PALIZADE – Phase 2b clinical trial of zetomipzomib in patients with active lupus nephritis (LN) (ClinicalTrials.gov: NCT05781750)
•In February, Kezar presented an update from the PALIZADE Phase 2b clinical trial evaluating zetomipzomib in patients with active LN. At the time of study termination, no patients had completed the full 52 weeks of treatment. Of the 12 patients receiving 60 mg of zetomipzomib who reached week 25, 42% achieved a urine protein-to-creatinine ratio (UPCR) of 0.5 or less, and the median UPCR was reduced by 79% from baseline. Marked improvements in serologic markers were observed in patients who received a 60 mg dose of zetomipzomib.

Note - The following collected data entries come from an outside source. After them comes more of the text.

PR #96, opened 2021-08-23
[LIBWEB-860] resolves several issues with UTM and referrer properties on amplitude

dlasky:
- for `identify` referrer was clobbering UTM

- for `logEvent` it looks like we don't actually need to send a 2nd $identify event because the first event with no `user_properties` was actually stepping on the provided utm updates


packages/destination-actions/src/destinations/amplitude/identifyUser/index.ts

•In October 2024, Kezar made the strategic decision following a clinical hold by the FDA to terminate PALIZADE and focus the clinical development of zetomipzomib in AIH.
Financial Results
•Cash, cash equivalents and marketable securities totaled $114.4 million as of March 31, 2025, compared to $132.2 million as of December 31, 2024. The decrease was primarily attributable to cash used in operations.

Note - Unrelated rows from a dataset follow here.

PR #97, opened 2021-08-24
[LIBWEB-739] add min_id_length support to all amplitude partner actions

dlasky:
[LIBWEB-739] 

adds support for a `min_id_length` property. This is only officially documented for the v2 api, however subsequent testing revealed that it is supported for the additional apis.

[LIBWEB-739]: https://segment.atlassian.net/browse/LIBWEB-739

### DIFF
--- a/packages/destination-actions/src/destinations/amplitude/__tests__/amplitude.test.ts
+++ b/packages/destination-actions/src/destinations/amplitude/__tests__/amplitude.test.ts
@@ -348,7 +348,7 @@ describe('Amplitude', () => {
             "api_key",
             "undefined",
             "identification",
-            "{\\"user_id\\":\\"some-user-id\\",\\"device_id\\":\\"some-anonymous-id\\",\\"country\\":\\"United States\\",\\"city\\":\\"San Francisco\\",\\"language\\":\\"en-US\\",\\"user_properties\\":{\\"some-trait-key\\":\\"some-trait-value\\"},\\"library\\":\\"segment\\"}",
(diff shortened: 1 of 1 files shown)


packages/destination-actions/src/destinations/amplitude/groupIdentifyUser/index.ts
```diff
@@ -67,10 +67,21 @@ const action: ActionDefinition<Settings, Payload> = {
       type: 'string',
       description: 'Value of the group',
       required: true
+    },
+    min_id_length: {
+      label: 'Minimum ID Length',
+      description: 'Minimum permitted length for user_id and device_id fields',
```
mshwery, line 73: I think this description could be clearer for customers. When would I want to use this? I see in the ticket this is to override the default min length for specific circumstances. Maybe we could include that here or add a markdown link to their docs so customers can figure it out.

packages/destination-actions/src/destinations/amplitude/logEvent/index.ts
```diff
@@ -181,6 +192,13 @@ const action: ActionDefinition<Settings, Payload> = {
       properties.session_id = dayjs.utc(session_id).valueOf()
     }
 
+    if (min_id_length && min_id_length > 0) {
+      options = { min_id_length }
+    }
+
+    // console.log('PROPERTIES', properties)
+    // debugger
```
mshwery, line 200: Remove

mshwery (commented):
lgtm but need to clean up the commented code

packages/destination-actions/src/destinations/amplitude/groupIdentifyUser/index.ts
```diff
@@ -67,10 +67,22 @@ const action: ActionDefinition<Settings, Payload> = {
...
+      allowNull: true,
+      type: 'integer'
     }
   },
   perform: async (request, { payload, settings }) => {
     const groupAssociation = { [payload.group_type]: payload.group_value }
+    const { min_id_length } = payload
+    let options
+    if (min_id_length && min_id_length > 0) {
+      options = JSON.stringify({ min_id_length })
```
mshwery, line 84: Why are we stringifying?

PR #114, opened 2021-08-30
[braze web] Remove changeUser calls from trackEvent and trackPurchase

juliofarah:
This PR removes `changeUser` calls from `trackEvent` and `trackPurchase` actions as `analytics.track()` doesn't accept a `userId` and will always send the one from the most recent identify call


juliofarah:
> Can you remove the dotfile that got added?

Oh vim :face_palm:

nielst:
I've been back and forth on this myself... changeUser needs a userId, and analytics.track() doesn't accept one, so we dont really have one that we can pass to changeUser. The BrazeSDK itself generates the BrazeID and includes on the track calls.

If they remove all other actions, the track call will still be sent to Braze with the BrazeID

•Research and development (R&D) expenses for the first quarter of 2025 decreased by $5.0 million to $12.2 million, compared to $17.2 million in the first quarter of 2024. This decrease was primarily due to the decreased clinical activities resulting from the Company’s strategic decision to terminate the PALIZADE trial in October 2024, a decrease in manufacturing expense related to the timing of drug manufacturing runs and a decrease in facility related expenses.

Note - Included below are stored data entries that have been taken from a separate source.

PR #116, opened 2021-08-30
[braze-web] Fix trackPurchase products mapping

juliofarah:
the `trackPurchase` action wasn't being invoked because of a few issues:
- the customer passes in product properties in snake_case instead of camelCase;
- the `products` array is located inside the `purchaseProperties` object;

### DIFF
--- a/packages/browser-destinations/src/destinations/braze/trackPurchase/index.ts
+++ b/packages/browser-destinations/src/destinations/braze/trackPurchase/index.ts
@@ -67,8 +67,8 @@ const action: BrowserActionDefinition<Settings, typeof appboy, Payload> = {
     const reservedKeys = Object.keys(action.fields.products.properties ?? {})
     const purchaseProperties = omit(payload.purchaseProperties, reservedKeys)
 
-    if (payload.purchaseProperties?.products && Array.isArray(payload.purchaseProperties?.products)) {
-      payload.purchaseProperties?.products?.forEach((product) => {
+    if (purchaseProperties?.products && Array.isArray(purchaseProperties?.products)) {
+      purchaseProperties?.products?.forEach((product) => {
         const result = client.logPurchase(
           product.product_id,
           product.price,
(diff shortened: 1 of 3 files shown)


packages/browser-destinations/src/destinations/braze/trackPurchase/index.ts
```diff
@@ -27,7 +27,7 @@ const action: BrowserActionDefinition<Settings, typeof appboy, Payload> = {
       label: 'Products',
       description: 'List of products purchased by the user',
       properties: {
-        productId: {
+        product_id: {
```
mshwery, line 30: This will be a breaking change for any existing instances.

packages/browser-destinations/src/destinations/braze/trackPurchase/index.ts
```diff
@@ -39,7 +39,7 @@ const action: BrowserActionDefinition<Settings, typeof appboy, Payload> = {
           required: true,
           description: `The price paid. Base units depend on the currency. As an example, USD should be reported as Dollars.Cents, whereas JPY should be reported as a whole number of Yen. All provided values will be rounded to two digits with toFixed(2)`
         },
-        currencyCode: {
+        currency: {
```
mshwery, line 42: Same here

mshwery (approved):

packages/browser-destinations/src/destinations/braze/trackPurchase/index.ts
```diff
@@ -67,19 +67,21 @@ const action: BrowserActionDefinition<Settings, typeof appboy, Payload> = {
...
 
-    payload.products?.forEach((product) => {
-      const result = client.logPurchase(
-        product.productId,
-        product.price,
-        product.currencyCode ?? 'USD',
-        product.quantity ?? 1,
-        purchaseProperties
-      )
+    if (payload.purchaseProperties?.products && Array.isArray(payload.purchaseProperties?.products)) {
```
mshwery, line 70: Any reason not to use `purchaseProperties` defined right above?

juliofarah: nope, not really.
gonna refactor

packages/browser-destinations/src/destinations/braze/trackPurchase/index.ts
juliofarah: That's OK for now, as we only have @nielst 's source connected to that destination

PR #117, opened 2021-08-30
[braze web] Fix traits being passed as custom_attributes on

juliofarah:
This PR fixes traits (such as `firstName` and `lastName`) being passed as `custom_attributes` to braze

### DIFF
--- a/packages/browser-destinations/src/destinations/braze/updateUserProfile/index.ts
+++ b/packages/browser-destinations/src/destinations/braze/updateUserProfile/index.ts
@@ -174,6 +174,7 @@ const action: BrowserActionDefinition<Settings, typeof appboy, Payload> = {
       }
     }
 
+    // Adding `firstName` and `lastName` here as these fields are mapped using cammel_case.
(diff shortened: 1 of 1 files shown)


packages/browser-destinations/src/destinations/braze/updateUserProfile/index.ts
```diff
@@ -174,9 +174,9 @@ const action: BrowserActionDefinition<Settings, typeof appboy, Payload> = {
       }
     }
 
+    const reservedFields = [...Object.keys(action.fields ?? {}), 'firstName', 'lastName']
```
mshwery, line 177: What's the reasoning for these other keys? Maybe include a code comment

mshwery:
```suggestion
    const reservedFields = [...Object.keys(action.fields), 'firstName', 'lastName']
```

mshwery (approved):

PR #118, opened 2021-08-30
add nested resolution for @literal directives

mshwery:
I noticed that `@literal` directives containing an object with nested directives wasn't getting fully resolved. This fixes that behavior and adds some tests.


gpsamson (approved):

dlasky:
🚒

PR #151, opened 2021-09-09
[LIBWEB-877] fixes for amplitude UA parsing

dlasky:
default path did not match segment spec

added some additional non-transparent mapping to better replicate how classic handles the ua parsing


packages/destination-actions/src/destinations/amplitude/user-agent.ts
```diff
@@ -17,10 +17,12 @@ export function parseUserAgentProperties(userAgent?: string): ParsedUA {
   const device = parser.getDevice()
   // eslint-disable-next-line @typescript-eslint/no-unsafe-call
   const os = parser.getOS()
+  // eslint-disable-next-line @typescript-eslint/no-unsafe-call
+  const browser = parser.getBrowser()
 
   return {
-    os_name: os.name,
-    os_version: os.version,
+    os_name: browser.name ?? os.name,
```
dlasky, line 24: @nielst @spencerattick in particular this is the change to better match classic behavior

mshwery (approved):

•General and administrative (G&A) expenses for the first quarter of 2025 decreased by $1.1 million to $5.4 million compared to $6.5 million in the first quarter of 2024. The decrease was primarily due to a decrease in legal and professional service expenses and non-cash stock-based compensation.
•Net loss for the first quarter of 2025 was $16.6 million, or $2.27 per basic and diluted common share, compared to a net loss of $21.7 million, or $2.98 per basic and diluted common share, for the first quarter of 2024.
•Total shares of common stock outstanding were 7.3 million shares as of March 31, 2025.
About PORTOLA
PORTOLA is a placebo-controlled, randomized, double-blind Phase 2a clinical trial evaluating the efficacy and safety of zetomipzomib in patients with AIH that are insufficiently responding to standard of care or have relapsed from a previous CR. The trial enrolled 24 patients, randomized (2:1) to receive 60 mg of zetomipzomib or placebo in addition to background therapy for 24 weeks, with a protocol-suggested steroid taper. All patients were required to receive a starting daily steroid dose of 20-40 mg/day of prednisone (or budesonide equivalent) and physicians were encouraged to taper daily steroid usage to 5 mg/day consistent with AIH treatment guidelines established by the American Association for the Study of Liver Diseases (AASLD). The primary efficacy endpoint of PORTOLA, which was not powered for efficacy, evaluated the proportion of patients who achieved a CR by Week 24, measured as normalization of alanine aminotransferase (ALT), aspartate aminotransferase (AST) and Immunoglobulin G (IgG) values (if elevated at baseline), with steroid dose levels not higher than baseline. A key secondary endpoint was the proportion of patients who achieved a CR by Week 24 with a steroid dose of 5 mg/day or less.